(What is being asked): Exactly how many lines in the data below contain the string "formula"? Give that number and nothing else.

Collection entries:
------------------------------------
PR #432, opened 2020-10-13
Pillar targeting by minion id instead of grain

ricardoasmarques:
Overview
---
The `ceph-salt` pillar contains sensitive data (e.g., SSH private key), so we need to guarantee that only minions allowed to consume that information will be able to access it.

The problem
---
Until this PR, `ceph-salt` was using grain targetting to distribute the `ceph-salt` pillar:

```
# cat top.sls
base:	
  'ceph-salt:member':	
    - match: grain	
    - ceph-salt
```
Since grains can be set by the minions, nothing prevents a non-ceph-salt minion, registered to the same salt master, from setting the `ceph-salt:member grain` and access the `ceph-salt pillar` without "permission".

Example:
```
# cat /etc/salt/grains
cat: /etc/salt/grains: No such file or directory

# salt-call pillar.items
local:
    ----------


# printf "ceph-salt:\n  member: true" > /etc/salt/grains

# salt-call pillar.items
local:
    ----------
    ceph-salt:
        ----------
        bootstrap_ceph_conf:
            ----------
            global:
                ----------
                cluster_network:
                    192.168.200.0/24
< -- cut -->
```

The solution
---
The only grain that is considerer secure to use is the `id`, because changing that grain requires the master to re-accept the minion key, so we are now using minion `id` targetting to distribute `ceph-salt` pillar:

```
master:/srv/pillar # cat top.sls 
base:
{% include 'ceph-salt-top.sls' %}

master:/srv/pillar # cat ceph-salt-top.sls 
{% import_yaml "ceph-salt.sls" as ceph_salt %}
{% set ceph_salt_minions = ceph_salt.get('ceph-salt', {}).get('minions', {}).get('all', []) %}
{% if ceph_salt_minions %}
  {{ ceph_salt_minions|join(',') }}:
    - match: list
    - ceph-salt
{% endif %}
```
Which will guarantee that only minions listed in `ceph-salt:minions:all` pillar will be able to read `ceph-salt` pillar.

### DIFF
--- a/ceph-salt-formula/salt/ceph-salt/apply/init.sls
+++ b/ceph-salt-formula/salt/ceph-salt/apply/init.sls
@@ -1,4 +1,4 @@
-{% if 'ceph-salt' in grains and grains['ceph-salt']['member'] %}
------------------------------------
(Result): 2